# Nurse - 12 yrs Experience - Jobs UAE



## chelseababe (Apr 11, 2011)

Hi guys

I wonder can anyone give me some advice?

I am finishing an MBA in a few months and wish to move to the UAE, once finished. I am a midwife and a nurse and hope to get a senior management position.

Can anyone give me an idea of salary, cost of living and general financials?

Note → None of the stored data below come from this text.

Issue #1442, opened 2021-10-30
AGS4: Documentation for building the Engine : Can't reproduce steps to create SDL_Sound


fernewelten:
**Describe the bug**
I'm trying to follow the instructions in file `ags/Windows/README.md` to compile the Engine for Windows 32bit.
I can't reproduce the steps:
* I've downloaded SDL2 libraries from archive `SDL2-devel-2.0.16-VC.zip` as instructed in line 42, 
* I've downloaded and unpacked the sound source archive `997e90562b35.tar.gz` as instructed in line 58.
* So I open a VS developer prompt and `cd` into the source archive (the directory where CMakeLists.txt is located) and `cmake .`. This is how I interpret the first part of line 60 (quoted below), or am I supposed to do something fundamentally different here? 
> After you downloaded the source this way or another, use CMake to build MSVS solution from their provided CMakeList.txt, […]
* The cmake run fails with the following error:
```
CMake Error at CMakeLists.txt:32 (find_package):
  By not providing "FindSDL2.cmake" in CMAKE_MODULE_PATH this project has
  asked CMake to find a package configuration file provided by "SDL2", but
  CMake did not find one.

  Could not find a package configuration file provided by "SDL2" with any of
  the following names:

    SDL2Config.cmake
    sdl2-config.cmake

  Add the installation prefix of "SDL2" to CMAKE_PREFIX_PATH or set
  "SDL2_DIR" to a directory containing one of the above files.  If "SDL2"
  provides a separate development package or SDK, be sure it has been
  installed.
```

Files named `SDL2Config.cmake` or `sdl2-config.cmake` aren't provided anywhere in the archives that I've downloaded so far. So I can't make them available to `cmake`. 

Some step seems to be missing here. What am I supposed to do to get `cmake` to run successfully?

I am working in the UK at present and wonder if anyone has any advice to assist me and my husband (no children) on the move?

Many Thanks xxx


----------



## Jynxgirl (Nov 27, 2009)

How many years nursing experience do you have? Overall, the nursing field pays not so well because that is a job that many people from the asian subcontinent fill and are willing to accept lower wages. If y ou have management experience, then you may get a more realistic amount for a westerner to live on in the uae. Nurses tend to receive 3000 to 9000 depending on what nationality they are. You are on the high end of that. If you get a management position, would be in the 10 to 12k range. You have to make 10k to sponsor your husband I do believe. What does your husband do? 

Go and read the sticky in the dubai thread that says read before posting. It isnt abu dhabi but alot of the things do apply. Look on dubizzle for cost of housing. Abu Dhabi is expensive for accmoodations.


----------